# Marzocchi Corsa SL LR / 2011



## Yeco (Jan 12, 2011)

Hola a Todos los Bikers de este foro, una pregunta, alguien sabe como esta saliendo la Corsa de Marzocchi, actualmente tengo una SID Team del 04 y quisiera saber si alguno de ustedes conoce de esta suspensión


----------



## Yeco (Jan 12, 2011)

Nadie tiene comentarios de la Corsa?
Saludos


----------



## Yeco (Jan 12, 2011)

Nadie tiene comentarios de la Corsa?
Saludos


----------



## the last biker (Oct 12, 2005)

Yeco said:


> Nadie tiene comentarios de la Corsa?
> Saludos


----------------------------------------------------------------------------------------------------------------------------------

Pues parece que no ,

Saludos


----------



## triphop (Jul 27, 2004)

yo tengo la corsa cento de 2009 (creo que es 2009). Reemplazó una RS Reba que tiraba aceite.
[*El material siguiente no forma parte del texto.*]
PR #5348, opened 2025-01-06
Add on_cancel callback for operator prompt

ritch:

Adds a new `on_cancel` callback when prompting for an operator. This will be called if a user cancels the operator prompt. NOTE: this behavior is not intended or available for immediately executing operators, such as when `skip_prompt=True` or the operator does not have input.

The example below is available as [a panel example here](https://github.com/voxel51/fiftyone-plugins/pull/194).

```python
class PromptExample(foo.Panel):
    def render(self, ctx):
        panel = types.Object()
        msg = ctx.panel.state.message
        result = f"message: {msg}" if msg else "..."
        panel.md(
            f"""
            ### Prompt Example

            This is an example of a prompt that can be used to gather user input.
                 
            {result}
        """
        )
        panel.btn("prompt", label="Prompt", on_click=self.on_click_prompt)
        return types.Property(
            panel,
            view=types.GridView(margin=5),
        )

    def on_success(self, ctx):
        ctx.panel.state.message = ctx.params.get("result", {}).get("message")
        ctx.ops.notify("Prompt was successful!")

    def on_cancel(self, ctx):
        ctx.ops.notify("Prompt was canceled", variant="warning")

    def on_click_prompt(self, ctx):
        ctx.prompt(
            "@voxel51/panel-examples/example_message",
            on_success=self.on_success,
            # NEW
            on_cancel=self.on_cancel,
        )
```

El único cambio que noté en desempeño es que la RS era de 115mm y la Corsa de 100mm. Es más fácil de ajustar la presión de aire (no se maneja el aire positivo y negativo de manera separada). No he tenido problema alguno y le he dado buen uso
Creo que las Marzocchi dieron lata un par de años (o tres o cuatro) pero parece que ya han mejorado bastante

saludos!


----------



## Yeco (Jan 12, 2011)

triphop said:


> yo tengo la corsa cento de 2009 (creo que es 2009). Reemplazó una RS Reba que tiraba aceite. El único cambio que noté en desempeño es que la RS era de 115mm y la Corsa de 100mm. Es más fácil de ajustar la presión de aire (no se maneja el aire positivo y negativo de manera separada). No he tenido problema alguno y le he dado buen uso
> Creo que las Marzocchi dieron lata un par de años (o tres o cuatro) pero parece que ya han mejorado bastante
> 
> saludos!


Muchas gracias por tus comentarios, yo estoy pensando en cambiar mi SID team del 04, por la corsa y principalmente es por el recorrido, para tener 100mm y por que las botellas son de 32mm aparte de que la Sid con los frenos de discos flexa mucho, por eso tengo duda del desempeño de esta suspensión.
Gracias y saludos!!


----------



## ritopc (Jul 3, 2004)

la SID Flexa?


----------



## Yeco (Jan 12, 2011)

ritopc said:


> la SID Flexa?


hola Amigo, efectivamente los primeros modelos del 04 flexan cuando le metes disco, cuando vas bajando y le metes freno la suspension pareciera que se mete al cuadro.
saludos


----------